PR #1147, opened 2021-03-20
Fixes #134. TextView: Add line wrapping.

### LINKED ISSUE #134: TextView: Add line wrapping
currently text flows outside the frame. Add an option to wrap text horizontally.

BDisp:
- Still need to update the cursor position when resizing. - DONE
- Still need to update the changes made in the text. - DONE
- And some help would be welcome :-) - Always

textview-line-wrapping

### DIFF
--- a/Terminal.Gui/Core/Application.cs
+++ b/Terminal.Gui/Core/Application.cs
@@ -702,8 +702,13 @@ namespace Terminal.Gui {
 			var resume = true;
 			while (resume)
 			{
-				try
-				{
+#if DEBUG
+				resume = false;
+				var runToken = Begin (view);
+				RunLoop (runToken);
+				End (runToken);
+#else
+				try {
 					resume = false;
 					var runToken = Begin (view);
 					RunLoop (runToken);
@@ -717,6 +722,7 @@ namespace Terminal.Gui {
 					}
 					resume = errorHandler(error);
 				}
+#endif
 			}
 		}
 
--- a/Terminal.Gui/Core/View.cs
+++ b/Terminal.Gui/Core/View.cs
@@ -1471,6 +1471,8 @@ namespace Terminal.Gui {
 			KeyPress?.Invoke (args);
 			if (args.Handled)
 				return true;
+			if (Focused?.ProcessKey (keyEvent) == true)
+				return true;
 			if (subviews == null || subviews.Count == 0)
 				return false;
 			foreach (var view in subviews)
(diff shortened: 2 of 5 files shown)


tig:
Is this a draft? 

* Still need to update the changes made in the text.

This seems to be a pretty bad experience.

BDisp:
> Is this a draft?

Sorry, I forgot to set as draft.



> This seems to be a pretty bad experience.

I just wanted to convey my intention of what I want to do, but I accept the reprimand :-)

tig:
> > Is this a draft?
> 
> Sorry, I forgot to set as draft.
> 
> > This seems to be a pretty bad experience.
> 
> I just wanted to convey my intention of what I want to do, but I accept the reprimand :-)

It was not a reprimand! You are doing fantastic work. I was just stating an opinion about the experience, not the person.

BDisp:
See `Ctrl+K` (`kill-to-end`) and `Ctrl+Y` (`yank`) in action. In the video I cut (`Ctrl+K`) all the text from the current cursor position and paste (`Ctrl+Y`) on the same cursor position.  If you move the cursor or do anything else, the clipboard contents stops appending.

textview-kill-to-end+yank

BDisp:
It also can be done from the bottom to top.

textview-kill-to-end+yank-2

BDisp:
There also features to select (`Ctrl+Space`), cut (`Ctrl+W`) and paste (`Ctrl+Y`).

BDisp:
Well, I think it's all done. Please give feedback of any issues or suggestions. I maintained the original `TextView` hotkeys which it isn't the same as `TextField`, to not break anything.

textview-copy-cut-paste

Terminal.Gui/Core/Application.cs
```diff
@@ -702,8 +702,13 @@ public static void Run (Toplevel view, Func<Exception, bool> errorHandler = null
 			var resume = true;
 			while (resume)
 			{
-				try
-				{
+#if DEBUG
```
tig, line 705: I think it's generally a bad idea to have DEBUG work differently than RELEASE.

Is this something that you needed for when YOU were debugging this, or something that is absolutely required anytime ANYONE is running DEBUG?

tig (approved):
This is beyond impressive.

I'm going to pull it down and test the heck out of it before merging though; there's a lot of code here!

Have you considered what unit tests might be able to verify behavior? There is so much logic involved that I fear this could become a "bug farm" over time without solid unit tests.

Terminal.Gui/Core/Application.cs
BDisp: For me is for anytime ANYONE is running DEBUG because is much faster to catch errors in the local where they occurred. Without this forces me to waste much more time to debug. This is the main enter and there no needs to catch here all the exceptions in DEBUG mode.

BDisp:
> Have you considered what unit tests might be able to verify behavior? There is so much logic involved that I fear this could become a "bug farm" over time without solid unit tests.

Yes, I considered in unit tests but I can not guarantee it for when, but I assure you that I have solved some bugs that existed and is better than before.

◆ AIM OF THE TASK ◆
Go through the data, and copy each line in which the word "reprimand" appears.

◆ EXERCISE SOLUTION ◆
I just wanted to convey my intention of what I want to do, but I accept the reprimand :-)
> I just wanted to convey my intention of what I want to do, but I accept the reprimand :-)
It was not a reprimand! You are doing fantastic work. I was just stating an opinion about the experience, not the person.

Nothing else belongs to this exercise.